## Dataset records
• • • • •

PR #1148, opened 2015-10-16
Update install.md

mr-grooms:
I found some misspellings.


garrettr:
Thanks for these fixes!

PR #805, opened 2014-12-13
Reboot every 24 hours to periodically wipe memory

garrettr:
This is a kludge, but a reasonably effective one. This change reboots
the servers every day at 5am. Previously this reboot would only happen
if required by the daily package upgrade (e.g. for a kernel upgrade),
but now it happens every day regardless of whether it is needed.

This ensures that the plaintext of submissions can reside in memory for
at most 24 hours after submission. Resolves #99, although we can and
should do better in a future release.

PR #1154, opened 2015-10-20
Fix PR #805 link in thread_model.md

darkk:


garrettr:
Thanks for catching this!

• • • • •

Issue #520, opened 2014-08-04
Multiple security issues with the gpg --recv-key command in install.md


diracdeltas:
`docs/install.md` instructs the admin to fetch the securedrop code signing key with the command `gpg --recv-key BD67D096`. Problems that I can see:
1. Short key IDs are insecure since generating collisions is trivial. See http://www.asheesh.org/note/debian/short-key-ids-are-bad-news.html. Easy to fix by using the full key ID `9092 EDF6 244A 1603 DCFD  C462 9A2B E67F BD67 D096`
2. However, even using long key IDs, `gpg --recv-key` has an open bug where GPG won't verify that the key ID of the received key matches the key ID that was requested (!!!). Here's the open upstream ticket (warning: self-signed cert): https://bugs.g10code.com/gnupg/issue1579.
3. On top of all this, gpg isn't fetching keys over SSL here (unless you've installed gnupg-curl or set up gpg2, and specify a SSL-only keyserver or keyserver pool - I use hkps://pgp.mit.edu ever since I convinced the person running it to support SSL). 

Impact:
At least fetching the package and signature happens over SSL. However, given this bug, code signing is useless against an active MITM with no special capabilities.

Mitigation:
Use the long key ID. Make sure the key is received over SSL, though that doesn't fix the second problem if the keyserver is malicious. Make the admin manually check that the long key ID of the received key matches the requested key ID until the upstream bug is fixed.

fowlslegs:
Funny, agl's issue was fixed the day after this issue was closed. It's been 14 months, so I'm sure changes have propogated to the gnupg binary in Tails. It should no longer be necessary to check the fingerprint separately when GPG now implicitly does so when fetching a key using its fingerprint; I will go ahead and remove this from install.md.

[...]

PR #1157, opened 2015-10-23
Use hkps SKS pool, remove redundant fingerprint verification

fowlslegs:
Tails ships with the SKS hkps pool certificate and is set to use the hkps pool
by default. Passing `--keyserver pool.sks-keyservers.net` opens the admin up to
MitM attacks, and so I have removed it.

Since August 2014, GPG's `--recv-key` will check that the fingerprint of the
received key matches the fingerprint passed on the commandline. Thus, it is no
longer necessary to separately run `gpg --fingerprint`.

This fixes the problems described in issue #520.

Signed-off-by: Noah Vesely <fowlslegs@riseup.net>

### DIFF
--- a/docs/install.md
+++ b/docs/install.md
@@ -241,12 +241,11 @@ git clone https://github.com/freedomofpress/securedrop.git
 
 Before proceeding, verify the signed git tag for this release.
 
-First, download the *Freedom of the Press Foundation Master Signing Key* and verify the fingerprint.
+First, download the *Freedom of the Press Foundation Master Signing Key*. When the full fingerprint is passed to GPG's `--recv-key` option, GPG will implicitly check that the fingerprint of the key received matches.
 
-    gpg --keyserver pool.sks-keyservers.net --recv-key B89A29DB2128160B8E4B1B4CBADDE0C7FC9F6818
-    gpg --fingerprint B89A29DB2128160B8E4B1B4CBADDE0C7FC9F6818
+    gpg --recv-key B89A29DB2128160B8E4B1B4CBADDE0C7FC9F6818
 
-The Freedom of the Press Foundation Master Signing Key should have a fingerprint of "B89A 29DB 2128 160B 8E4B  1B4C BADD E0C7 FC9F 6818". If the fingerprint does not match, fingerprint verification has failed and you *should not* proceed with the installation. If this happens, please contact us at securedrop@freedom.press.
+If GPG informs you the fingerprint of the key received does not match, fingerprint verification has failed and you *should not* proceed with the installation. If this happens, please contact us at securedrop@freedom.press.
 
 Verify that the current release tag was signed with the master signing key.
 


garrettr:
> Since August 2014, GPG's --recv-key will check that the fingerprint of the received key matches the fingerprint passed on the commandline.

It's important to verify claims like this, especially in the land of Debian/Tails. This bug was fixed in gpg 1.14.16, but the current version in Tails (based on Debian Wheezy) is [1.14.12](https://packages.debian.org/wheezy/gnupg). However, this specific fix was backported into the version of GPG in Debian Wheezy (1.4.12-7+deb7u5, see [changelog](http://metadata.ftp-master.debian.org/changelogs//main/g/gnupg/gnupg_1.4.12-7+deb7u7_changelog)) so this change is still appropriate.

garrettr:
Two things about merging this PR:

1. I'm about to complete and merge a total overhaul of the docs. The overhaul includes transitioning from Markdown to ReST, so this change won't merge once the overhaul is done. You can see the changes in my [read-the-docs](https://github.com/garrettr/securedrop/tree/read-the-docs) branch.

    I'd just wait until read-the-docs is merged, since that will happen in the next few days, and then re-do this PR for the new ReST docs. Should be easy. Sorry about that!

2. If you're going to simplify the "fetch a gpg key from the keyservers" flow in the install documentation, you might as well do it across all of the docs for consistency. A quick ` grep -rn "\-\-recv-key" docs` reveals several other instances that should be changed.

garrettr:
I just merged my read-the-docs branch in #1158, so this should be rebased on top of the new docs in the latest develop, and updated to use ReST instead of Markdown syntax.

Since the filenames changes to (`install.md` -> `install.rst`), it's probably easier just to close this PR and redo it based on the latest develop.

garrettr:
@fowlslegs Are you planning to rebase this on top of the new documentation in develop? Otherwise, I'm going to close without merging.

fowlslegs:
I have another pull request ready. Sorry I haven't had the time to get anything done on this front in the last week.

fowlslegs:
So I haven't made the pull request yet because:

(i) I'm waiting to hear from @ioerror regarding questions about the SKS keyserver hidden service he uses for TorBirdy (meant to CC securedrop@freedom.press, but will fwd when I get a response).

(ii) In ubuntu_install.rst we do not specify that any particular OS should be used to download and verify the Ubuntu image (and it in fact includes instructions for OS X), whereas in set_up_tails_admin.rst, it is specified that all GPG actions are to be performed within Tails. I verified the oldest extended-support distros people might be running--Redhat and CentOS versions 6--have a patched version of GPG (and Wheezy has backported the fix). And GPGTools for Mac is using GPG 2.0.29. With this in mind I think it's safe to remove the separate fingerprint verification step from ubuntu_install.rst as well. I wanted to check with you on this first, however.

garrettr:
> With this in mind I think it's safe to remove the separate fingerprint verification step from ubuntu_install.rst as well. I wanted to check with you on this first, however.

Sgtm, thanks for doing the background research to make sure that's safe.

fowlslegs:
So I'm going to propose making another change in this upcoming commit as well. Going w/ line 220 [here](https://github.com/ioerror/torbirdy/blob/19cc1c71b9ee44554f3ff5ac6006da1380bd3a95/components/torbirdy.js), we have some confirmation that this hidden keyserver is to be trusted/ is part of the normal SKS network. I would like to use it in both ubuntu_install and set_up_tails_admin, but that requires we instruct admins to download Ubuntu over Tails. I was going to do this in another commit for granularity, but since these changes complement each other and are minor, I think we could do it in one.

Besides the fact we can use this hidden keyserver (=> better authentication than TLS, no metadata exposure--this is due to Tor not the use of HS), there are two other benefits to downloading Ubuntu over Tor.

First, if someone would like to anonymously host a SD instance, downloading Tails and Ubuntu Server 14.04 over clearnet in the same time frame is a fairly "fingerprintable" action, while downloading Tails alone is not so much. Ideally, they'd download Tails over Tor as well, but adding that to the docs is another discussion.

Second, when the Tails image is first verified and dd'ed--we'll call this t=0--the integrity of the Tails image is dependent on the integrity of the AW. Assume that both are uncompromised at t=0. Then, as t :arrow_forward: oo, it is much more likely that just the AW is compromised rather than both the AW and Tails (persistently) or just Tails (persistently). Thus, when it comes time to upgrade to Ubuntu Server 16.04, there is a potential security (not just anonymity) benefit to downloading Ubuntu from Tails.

• • • • •

## Task instructions
With the line holding "PR #1148, opened 2015-10-16" as the first and the line holding "PR #1154, opened 2015-10-20" as the last, set down that range of the entries above exactly, and nothing else.

## Exercise result
PR #1148, opened 2015-10-16
Update install.md

mr-grooms:
I found some misspellings.


garrettr:
Thanks for these fixes!

PR #805, opened 2014-12-13
Reboot every 24 hours to periodically wipe memory

garrettr:
This is a kludge, but a reasonably effective one. This change reboots
the servers every day at 5am. Previously this reboot would only happen
if required by the daily package upgrade (e.g. for a kernel upgrade),
but now it happens every day regardless of whether it is needed.

This ensures that the plaintext of submissions can reside in memory for
at most 24 hours after submission. Resolves #99, although we can and
should do better in a future release.

PR #1154, opened 2015-10-20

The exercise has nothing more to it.